Overall, the rest of the paper is organized as follows: the next section will provide an overview of the related literature on image captioning and fashion-oriented solutions for vision and language; in Section 3, the proposed method for fashion image captioning will be introduced, focusing on the description of the knowledge retrieval architecture with fully attentive gates; finally, Section 4 will present experimental analyses of the key components of the proposed solution and comparisons with state-of-the-art approaches.

2. Related Work

In this section, a comprehensive review of the related literature on the image captioning task is reported, highlighting recent advances in the field of vision and language for the fashion domain.

2.1. Image Captioning

In the last decade, several research efforts have been made in the field of image captioning with a particular focus on the generation of textual descriptions for generic images [10]. In this context, initial approaches were based on the generation of simple template sentences, which were later filled by the output of an object detector or an attribute predictor [19,20]. With the advent of deep learning, captioning approaches have started to employ recurrent neural networks as language models using the output of a standard convolutional neural network (CNN) to encode input images and condition the generation of the output sentences [11,21,22].

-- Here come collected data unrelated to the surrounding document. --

PR #1000, opened 2020-01-24
[Telestrat] Fix bug in tgi_line : HRS(X) parameters are 16 bits.

jedeoric:
HRS1,HRS2,HRS3,HRS4 are 16 bits (signed).

This PR fix this bug : impossible to draw a line when X>127 or Y>127

### DIFF
--- a/libsrc/telestrat/tgi/telestrat-228-200-3.s
+++ b/libsrc/telestrat/tgi/telestrat-228-200-3.s
@@ -297,7 +297,13 @@ LINE:
         lda   Y2
         sta   HRS4
         
-        lda   #$ff
+        lda   #$00
+        sta   HRS1+1
+        sta   HRS2+1
+        sta   HRS3+1
+        sta   HRS4+1        
+
+        lda   #$FF
         sta   HRSPAT
 
         BRK_TELEMON(XDRAWA)
--- a/libsrc/telestrat/tgi/telestrat-228-200-3.s
+++ b/libsrc/telestrat/tgi/telestrat-228-200-3.s
@@ -296,12 +296,18 @@ LINE:
         sta   HRS3
         lda   Y2
         sta   HRS4
-        
-        lda   #$00
+
+        lda   X1+1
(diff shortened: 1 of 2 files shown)


libsrc/telestrat/tgi/telestrat-228-200-3.s
```diff
@@ -297,7 +297,13 @@ LINE:
         lda   Y2
         sta   HRS4
         
-        lda   #$ff
+        lda   #$00
+        sta   HRS1+1
+        sta   HRS2+1
+        sta   HRS3+1
+        sta   HRS4+1
```
dmsc: Don't know anything about the Telestrat OS, but if this is needed here shouldn't also be needed at SETPIXEL?

jedeoric: I tested SETPIXEL, and the problem only appears with LINE

jedeoric:
I think that tgi line accept clipping because parameters are signed int. It means that my modification broke clipping. Or is it 'int' because others target are resolution bigger than 240X200 (Oric resolution)

oliverschmidt:
Line clipping is done in the shared TGI "kernel" code.

greg-king5:
> I think that TGI line accept clipping because parameters are signed int. It means that my modification broke clipping. Or, is it 'int' because other targets are resolution bigger than 240X200 (Oric resolution)?

Yes, some platforms need nine bits of precision.  Also, when calculating the slant of the line, the co-ordinates are subtracted from each other.  Those differences must be signed (in order to handle all angles).  Therefore, at least 10 bits are needed.

The TGI kernel gives 16-bit co-ordinates to a driver.  Your driver should copy both bytes of each co-ordinate to the `HRS` arguments of the firmware.

jedeoric:
I will commit modification soon

jedeoric:
Modifications pushed, let me know if it's OK

oliverschmidt:
@greg-king5: Please merge if you agree.

PR #1007, opened 2020-03-06
Update vpeek.s to enable Bank 1 of Vera to be inspected.

mattuna15:
The ldx line prevents vpeek from working in bank 1 of vera. Not sure why this was here and commenting this line out makes it work. Not sure why it is there? Thanks.


greg-king5:
That line has nothing to do with VERA.  It's the normal way to "promote" 8-bit function return values into 16-bit return values.  See https://cc65.github.io/doc/cc65-intern.html#ss1.3

PR #1010, opened 2020-03-12
+cc65 inline asm stp mnemonic support

mlauke:
hi,

want to support stp mnemonic from within inline asm of a c program, to break into my emulator debugger.

cheers,

https://github.com/twoinke/steckschwein-emulator

### DIFF
--- a/src/cc65/codeent.c
+++ b/src/cc65/codeent.c
@@ -615,6 +615,9 @@ void CE_GenRegInfo (CodeEntry* E, RegContents* InputRegs)
         case OP65_BRK:
             break;
 
+        case OP65_STP:
+            break;
+
         case OP65_BVC:
             break;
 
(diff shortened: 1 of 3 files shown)


src/cc65/codeent.c
```diff
@@ -615,6 +615,9 @@ void CE_GenRegInfo (CodeEntry* E, RegContents* InputRegs)
         case OP65_BRK:
             break;
 
+        case OP65_STP:
+            break;
+
```
greg-king5: Please move that case to a position in alphabetical order.  That is, place it just above `case OP65_STX:`.

src/cc65/opcodes.h
```diff
@@ -114,6 +114,7 @@ typedef enum {
     OP65_SED,
     OP65_SEI,
     OP65_STA,
+    OP65_STP, /* 65c02, 65816 stop */
```
greg-king5: Please move the comment over to character column 33 (that is, align it with the other comments).

polluks: Now jump on one leg ;-)

oliverschmidt:
@mlauke: Thanks for contributing to cc65.

@greg-king5: Please merge as you see fit.

mlauke:
jumped on one leg...

Issue #918, opened 2019-06-28
[ld65][bug] Cannot set segment offset to $00 explicitly


domgetter:
When setting the offset of a segment to $00 (or anything that calculates to $00), the linker outputs a "Range error".  Expected behavior is that it behaves as if an offset was not specified.

Example:
```ini
SEGMENTS {
    DATA00: load = DATABANKS, type = ro, offset = $2000 * $00;
    DATA01: load = DATABANKS, type = ro, offset = $2000 * $01;
}
```
If that is changed to:
```ini
SEGMENTS {
    DATA00: load = DATABANKS, type = ro;
    DATA01: load = DATABANKS, type = ro, offset = $2000 * $01;
}
```
ld65 correctly links the code, and produces the expected output file.

If the `$2000 * $00` is changed to `$00`, it produces the same error:
```
ld65: Error: ld_cfg_file.cfg(53): Range error
```

groessler:
Could you post complete cfg file, please?

domgetter:
Here is a minimum example:

program.asm
```
.segment "DATA00"
.segment "CODE"
Main:
  JMP Main
```
config.cfg
```
MEMORY {
    DATABANKS: file = %O, start = $0000, size = $1000, fill = yes, define = yes;
}
SEGMENTS {
    DATA00: load = DATABANKS, offset = $0000, type = ro;
    CODE: load = DATABANKS, offset = $0400, type = ro;
}
```
build.bat
```
ca65 program.asm -o program.o
ld65 program.o -C config.cfg -o program.bin
```


And if config.cfg is changed to this:
```
MEMORY {
    DATABANKS: file = %O, start = $0000, size = $1000, fill = yes, define = yes;
}
SEGMENTS {
    DATA00: load = DATABANKS, type = ro;
    CODE: load = DATABANKS, offset = $0400, type = ro;
}
```

then it links without error.

greg-king5:
Fixed by commit 28584b31f1b3560173c16487f45aad23dc6f9fb5.

oliverschmidt:
Thanks :-)

PR #1011, opened 2020-03-21
SEGMENT start of 0 should be valid?

bbbradsmith:
I don't understand why a segment with start address of 0 generates a range error. Is there some reason this is disallowed? The change to enable it is very small.

### DIFF
--- a/src/ld65/config.c
+++ b/src/ld65/config.c
@@ -753,7 +753,7 @@ static void ParseSegments (void)
 
                 case CFGTOK_START:
                     FlagAttr (&S->Attr, SA_START, "START");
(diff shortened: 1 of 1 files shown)


oliverschmidt:
I agree with @bbbradsmith. Is there something we both aren't aware of?

dmsc:
I checked version 2.3 (oldest that I could find) at the check was still there, so no hint on why it was not allowed. IMHO, i will merge this.

oliverschmidt:
@dmsc: Thanks for your assessment.

Merging now...

greg-king5:
This is a companion to issue #918.  (I wasn't thorough enough. :-/ )

oliverschmidt:
@greg-king5: Thanks for the feedback :-)

PR #1013, opened 2020-03-25
Update get_ostype.s for the Apple //e card

jeremysrand:
This change removes the check of $fbbe when detecting the Apple //e card.  This byte is a version number for the Apple //e card according to misc technote `#7`, and it appears that the last version of the software that I am aware of has a 3 at this location.

Prior to this change, Apple //e cards which were not version 0 would be detected as an Apple //e enhanced.

Note that I do not have access to this HW but one of my projects was tested by someone with this HW and we found this issue.  The tech note can be found here:

http://www.1000bit.it/support/manuali/apple/technotes/misc/tn.misc.07.html

Another alternative would be to create OS types $41, $42, $43 (perhaps more) based on the value of the version byte in the ROM for the Apple //e card which would allow projects to differentiate between these variants.  If an approach like that is preferred, I can make that change but I don't know for sure how many versions there may be in existence.

### DIFF
--- a/libsrc/apple2/get_ostype.s
+++ b/libsrc/apple2/get_ostype.s
@@ -36,7 +36,7 @@ index:  .byte   $B3, $00                ; Apple ][
         .byte   $B3, $1E, $00           ; Apple ][+
         .byte   $B3, $1E, $00           ; Apple /// (emulation)
         .byte   $B3, $C0, $00           ; Apple //e
-        .byte   $B3, $C0, $DD, $BE, $00 ; Apple //e Option Card
+        .byte   $B3, $C0, $DD, $00      ; Apple //e Option Card
         .byte   $B3, $C0, $00           ; Apple //e (enhanced)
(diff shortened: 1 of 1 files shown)


oliverschmidt:
> [...] The tech note can be found here: [...]

As https://github.com/cc65/cc65/pull/1013/files#diff-801f6f1d454c2e1b4eff62b66ab8c9c2L10-L11 shows, the code is actually based on that very tech note.

However, I failed to read/understand this section of the tech note in question:

_Location $FBBE is the version byte for the Apple IIe Card (just as $FBBF is the version byte for the Apple IIc family) and is $00 for the first release of the Apple IIe Card._

So thanks for pointing out :-)

> Another alternative would be to create OS types $41, $42, $43 (perhaps more) based on the value of the version byte in the ROM for the Apple //e card which would allow projects to differentiate between these variants.

As the tech note in question doesn't list actual versions (in contrast to //c versions) I'd opt to rather not do so.

PR #1017, opened 2020-03-30
fix keyboard input to mouse sample program on c64

doj:
the mouse sample program used the tolower() function to read key pressed. But this was not working on c64, probably due to ASCII vs PETSCI. I've changed the code to check for lowercase and uppercase characters in the switch block, and the automatic PETSCI to ASCII conversion of the compiler should to the right thing.

Also fixed the clean: target of the Makefile to remove any disk images.

### DIFF
--- a/doc/coding.sgml
+++ b/doc/coding.sgml
@@ -251,7 +251,7 @@ Register variables may give faster and shorter code, but they do also have an
 overhead. Register variables are actually zero page locations, so using them
 saves roughly one cycle per access. The calling routine may also use register
 variables, so the old values have to be saved on function entry and restored
-on exit. Saving an d restoring has an overhead of about 70 cycles per 2 byte
+on exit. Saving and restoring has an overhead of about 70 cycles per 2 byte
 variable. It is easy to see, that - apart from the additional code that is
 needed to save and restore the values - you need to make heavy use of a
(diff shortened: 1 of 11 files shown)


oliverschmidt:
I agree with your Makefile change. However, I think that tolower() is used in the way it is supposed to be used. If it doesn't work as expected then we shouldn't avoid it but fix it.

doj:
on c64 the tolower(), toupper(), islower() and isupper() are broken. I've written a simple test program see https://gist.github.com/doj/74c11566bbea909bd28e61ea05016efd

But I don't really know on what character set these 4 functions are supposed to work in cc65. Is it ASCII? or the native character set of the machine?

I can create a bug report for the c64 target if you want. I'll submit the Makefile change as a separate pull request.

oliverschmidt:
> I'll submit the Makefile change as a separate pull request.

Thanks - I just merged it.

> But I don't really know on what character set these 4 functions are supposed to work in cc65. Is it ASCII? or the native character set of the machine?

From my POV of course the native character set of the machine. That's what that whole 'target specific character set' support of cc65 is all about.

> I can create a bug report for the c64 target if you want.

Please do so - referring your test program. Thanks, Oliver

PR #1022, opened 2020-04-06
Preserve the accu

polluks:


oliverschmidt:
You lost me here. Where's the benefit in preserving the accu when https://github.com/cc65/wiki/wiki/Parameter-passing-and-calling-conventions states that it isn't preserved and (as you know at least as well as I know) about every existing C library function doesn't preserve it?

mrdudz:
Nicer to use from asm code? :) And it's always good to see BIT used in real code =P

oliverschmidt:
> And it's always good to see BIT used in real code =P

Here you go: https://github.com/cc65/cc65/blob/master/libsrc/apple2/crt0.s#L130-L131 ;-)

In fact I use it always for "hitting" soft switches in the Apple II where the pure access already triggers the desired functionality - just as a means of "documenting" that it's the access what it's all about.

From that perspective I'm fine with merging this change. I just wanted to know if there's something else I'm not aware of...

polluks:
@oliverschmidt Indeed, it's just cosmetic.

PR #1025, opened 2020-04-15
PMG_SIZE_QUAD is 3, not 2.

itaych:
From "Mapping the Atari": "Size of player. POKE with zero or two for normal size (eight color clocks wide), POKE with one to double a player's width (sixteen color clocks wide), and POKE with three for quadruple width (32 color clocks wide). Each player can have its own width set."


dmsc:
A good reference on the register values is the Altirra Hardware Reference Manual, page 286: http://www.virtualdub.org/downloads/Altirra%20Hardware%20Reference%20Manual.pdf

After these initial attempts, subsequent methods have consistently improved both image encoding and language generation phases. On the image encoding side, notable achievements have been made with the integration of additive attention mechanisms to incorporate spatial knowledge, initially from a grid of CNN features [12], and then using image regions extracted with an object detector [13] eventually considering their semantic and spatial relationships encoded by graph neural networks [23]. Regarding the language generation phase, after the emergence of convolutional language models, which have also been explored for captioning [24], considerable advances have been achieved thanks to the introduction of transformer-like architectures [25,26]. While these models were initially proposed for machine translation and language understanding tasks, they were later applied to image captioning with the introduction of different captioning methods that incorporate fully attentive paradigms to improve the final performance [27,28,29,30]. Some of these works proposed self-attention only in the image encoding stage [27,28], while others introduced instead fully attentive architectures with self-attention mechanisms in both image encoder and language decoder modules [29,30,31,32,33,34]. Transformer-like architectures have also been applied directly on image patches, thus excluding or limiting the usage of the convolutional operator [35]. Some convolution-free attempts have been introduced for image captioning as well [36,37], using a pre-trained vision transformer network (i.e., ViT [35]) as an image encoder and employing a standard transformer decoder to generate textual descriptions. Other solutions [32,34] exploit self-attention to effectively combine visual features coming from multiple backbones (i.e., typically a CNN and an object detector), in some cases fine-tuning them to boost the final results [34].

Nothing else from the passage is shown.